»»

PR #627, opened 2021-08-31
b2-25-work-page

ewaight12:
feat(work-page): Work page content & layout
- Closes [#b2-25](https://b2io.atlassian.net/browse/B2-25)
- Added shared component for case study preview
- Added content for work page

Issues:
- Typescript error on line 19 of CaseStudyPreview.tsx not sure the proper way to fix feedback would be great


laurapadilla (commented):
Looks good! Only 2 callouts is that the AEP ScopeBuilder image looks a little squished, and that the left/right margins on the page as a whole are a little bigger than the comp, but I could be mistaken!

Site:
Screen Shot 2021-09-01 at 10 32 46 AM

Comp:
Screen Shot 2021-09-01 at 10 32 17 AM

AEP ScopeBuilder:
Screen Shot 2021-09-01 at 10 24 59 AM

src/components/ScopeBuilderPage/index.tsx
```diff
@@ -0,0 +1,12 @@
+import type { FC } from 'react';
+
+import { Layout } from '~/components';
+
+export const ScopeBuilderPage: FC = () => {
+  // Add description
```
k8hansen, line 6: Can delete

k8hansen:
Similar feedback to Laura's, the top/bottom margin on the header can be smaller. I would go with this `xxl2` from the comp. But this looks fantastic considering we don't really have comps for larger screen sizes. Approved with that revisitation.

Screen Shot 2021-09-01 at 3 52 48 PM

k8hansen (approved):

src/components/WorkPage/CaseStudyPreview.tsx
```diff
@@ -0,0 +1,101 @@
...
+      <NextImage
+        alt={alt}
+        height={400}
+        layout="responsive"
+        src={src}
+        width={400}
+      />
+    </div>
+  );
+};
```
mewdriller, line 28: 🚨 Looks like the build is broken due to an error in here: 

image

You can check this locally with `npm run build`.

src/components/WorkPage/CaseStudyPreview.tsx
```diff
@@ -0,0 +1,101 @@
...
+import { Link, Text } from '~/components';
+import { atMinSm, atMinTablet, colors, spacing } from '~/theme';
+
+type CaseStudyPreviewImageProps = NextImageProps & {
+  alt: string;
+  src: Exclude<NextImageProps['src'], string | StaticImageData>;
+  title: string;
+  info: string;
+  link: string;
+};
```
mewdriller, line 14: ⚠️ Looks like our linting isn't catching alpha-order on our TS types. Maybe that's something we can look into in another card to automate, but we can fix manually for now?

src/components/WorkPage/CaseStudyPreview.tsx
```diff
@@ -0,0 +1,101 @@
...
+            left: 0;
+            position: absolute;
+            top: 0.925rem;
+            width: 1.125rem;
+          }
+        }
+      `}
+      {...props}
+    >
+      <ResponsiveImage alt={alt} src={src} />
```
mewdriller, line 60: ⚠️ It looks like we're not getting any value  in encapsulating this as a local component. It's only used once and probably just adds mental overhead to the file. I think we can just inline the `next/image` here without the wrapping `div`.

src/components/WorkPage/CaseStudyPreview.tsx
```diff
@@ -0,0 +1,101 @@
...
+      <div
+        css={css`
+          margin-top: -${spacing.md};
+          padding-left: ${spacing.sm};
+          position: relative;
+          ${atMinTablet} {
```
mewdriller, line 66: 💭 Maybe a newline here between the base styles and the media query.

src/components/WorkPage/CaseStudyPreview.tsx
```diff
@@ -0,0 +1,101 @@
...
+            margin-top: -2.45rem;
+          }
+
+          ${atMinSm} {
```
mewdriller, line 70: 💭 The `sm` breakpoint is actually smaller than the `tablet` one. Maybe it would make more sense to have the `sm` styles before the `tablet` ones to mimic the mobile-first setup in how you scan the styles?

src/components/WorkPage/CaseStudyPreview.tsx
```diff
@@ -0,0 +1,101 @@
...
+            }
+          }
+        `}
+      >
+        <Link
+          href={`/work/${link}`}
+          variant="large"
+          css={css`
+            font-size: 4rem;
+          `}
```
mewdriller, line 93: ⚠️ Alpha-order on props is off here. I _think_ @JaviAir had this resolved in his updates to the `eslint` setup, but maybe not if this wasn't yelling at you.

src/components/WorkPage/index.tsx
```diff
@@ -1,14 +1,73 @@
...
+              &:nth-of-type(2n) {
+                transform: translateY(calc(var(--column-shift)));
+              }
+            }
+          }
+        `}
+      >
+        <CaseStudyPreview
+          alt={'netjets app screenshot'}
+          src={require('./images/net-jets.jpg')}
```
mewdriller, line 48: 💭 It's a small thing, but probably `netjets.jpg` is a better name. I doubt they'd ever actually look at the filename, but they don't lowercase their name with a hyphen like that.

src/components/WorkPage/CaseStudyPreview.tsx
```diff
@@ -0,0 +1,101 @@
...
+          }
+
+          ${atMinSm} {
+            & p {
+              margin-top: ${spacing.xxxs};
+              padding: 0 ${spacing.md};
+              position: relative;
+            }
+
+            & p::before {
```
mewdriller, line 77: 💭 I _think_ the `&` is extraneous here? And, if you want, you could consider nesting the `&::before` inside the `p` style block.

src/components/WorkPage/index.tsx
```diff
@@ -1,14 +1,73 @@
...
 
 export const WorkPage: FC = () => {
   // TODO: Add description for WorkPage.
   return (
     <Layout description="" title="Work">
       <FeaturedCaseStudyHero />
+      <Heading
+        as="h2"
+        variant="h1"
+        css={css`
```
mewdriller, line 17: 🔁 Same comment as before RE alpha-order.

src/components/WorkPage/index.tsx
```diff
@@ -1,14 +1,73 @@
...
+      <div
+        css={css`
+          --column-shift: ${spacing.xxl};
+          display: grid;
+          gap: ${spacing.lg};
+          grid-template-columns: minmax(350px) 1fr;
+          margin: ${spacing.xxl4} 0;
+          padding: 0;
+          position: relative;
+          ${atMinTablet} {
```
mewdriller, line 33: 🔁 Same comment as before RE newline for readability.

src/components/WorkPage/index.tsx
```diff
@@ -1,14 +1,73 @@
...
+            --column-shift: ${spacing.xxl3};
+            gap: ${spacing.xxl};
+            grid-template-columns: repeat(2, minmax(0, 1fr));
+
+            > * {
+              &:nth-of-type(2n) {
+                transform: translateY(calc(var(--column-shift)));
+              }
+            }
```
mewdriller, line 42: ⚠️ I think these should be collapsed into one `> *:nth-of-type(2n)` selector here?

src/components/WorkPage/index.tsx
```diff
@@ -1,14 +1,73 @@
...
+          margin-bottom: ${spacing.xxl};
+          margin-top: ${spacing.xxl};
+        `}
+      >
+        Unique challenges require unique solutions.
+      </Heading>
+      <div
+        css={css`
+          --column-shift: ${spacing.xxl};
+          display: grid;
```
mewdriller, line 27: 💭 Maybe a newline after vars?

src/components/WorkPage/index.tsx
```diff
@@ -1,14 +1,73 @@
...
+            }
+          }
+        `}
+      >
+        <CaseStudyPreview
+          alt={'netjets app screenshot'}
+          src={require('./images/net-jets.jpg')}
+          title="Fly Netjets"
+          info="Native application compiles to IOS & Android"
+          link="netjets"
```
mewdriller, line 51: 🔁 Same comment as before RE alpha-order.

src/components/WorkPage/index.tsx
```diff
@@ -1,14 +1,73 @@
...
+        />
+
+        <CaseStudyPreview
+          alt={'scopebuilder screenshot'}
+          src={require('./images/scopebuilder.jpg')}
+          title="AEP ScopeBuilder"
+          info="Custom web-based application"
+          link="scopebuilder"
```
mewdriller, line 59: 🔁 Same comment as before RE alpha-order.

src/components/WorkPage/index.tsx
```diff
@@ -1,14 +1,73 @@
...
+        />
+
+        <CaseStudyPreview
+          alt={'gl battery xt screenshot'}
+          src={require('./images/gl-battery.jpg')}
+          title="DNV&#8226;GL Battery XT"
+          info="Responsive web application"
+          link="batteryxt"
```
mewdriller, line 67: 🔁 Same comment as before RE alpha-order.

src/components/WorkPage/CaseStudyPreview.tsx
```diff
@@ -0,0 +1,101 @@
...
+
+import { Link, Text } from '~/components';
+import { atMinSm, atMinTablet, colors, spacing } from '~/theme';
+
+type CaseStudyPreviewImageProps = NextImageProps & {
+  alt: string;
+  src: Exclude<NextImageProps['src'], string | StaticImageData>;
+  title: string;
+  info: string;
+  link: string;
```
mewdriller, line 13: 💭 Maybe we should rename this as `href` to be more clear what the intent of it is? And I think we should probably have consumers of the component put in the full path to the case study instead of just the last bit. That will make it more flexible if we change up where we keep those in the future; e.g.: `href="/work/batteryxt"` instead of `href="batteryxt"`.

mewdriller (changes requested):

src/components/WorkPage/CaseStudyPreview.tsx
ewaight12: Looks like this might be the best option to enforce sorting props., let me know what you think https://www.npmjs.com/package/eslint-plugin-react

««

THE TASK: The lines to return are those holding the string "screenshot" anywhere in the listing above.

ANSWER TO THIS TASK:
+          alt={'netjets app screenshot'}
+          alt={'netjets app screenshot'}
+          alt={'scopebuilder screenshot'}
+          alt={'gl battery xt screenshot'}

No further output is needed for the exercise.